I encourage Mr. Null and Councilman Jackson to read Market Urbanism’s series on residential rent control and then decide if their ideas for commercial rent control will really help small businesses.
To name a few, there are many ways this proposal is actually “anti-small” business:
- It will discourage developers from providing mixed-use retail in their projects, actually eroding the supply of retail space.
- It will discourage property owners from rehabilitating their buildings to encourage retail growth.
- In areas where retail rents are close to apartment rents, owners may convert mixed-use retail space to residential, further decreasing the stock of available retail space.
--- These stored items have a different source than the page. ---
PR #567, opened 2024-03-17
Create classic-list-group-fix.wh.cpp

travy-patty:
This mod makes group headers on Classic Theme appear how they do on Windows XP.

Mod is being uploaded with permission of @aubymori, the original creator of the mod.


aubymori:
Confirming that I gave Travis permission to submit this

- Loss of supply, higher initial rents, and disinvestment (poor maintenance) of the rent controlled space will actually help the larger retailers compete with the squeezed-out small businesses.
- This type of arrangement will favor chain stores who usually sign long-term, triple-net leases for their space which won’t burden landlords with fears of being trapped by rent controlled mom-and-pop tenants.
The bottom line: rent control may marginally benefit the existing small businesses and large chain stores, but only at the expense of new entrepreneurs and expanding small businesses.
Also, NY Times (from 1984): DEBATE ON RETAIL RENT CONTROL CRACKLES
The Real Deal (April 2008): Activisits push zoning changes, rent control for retail
Update:
J. Brian Phillips linked to this post and emphasizes the moral aspects of rent control, and aspect I leave for experts like him.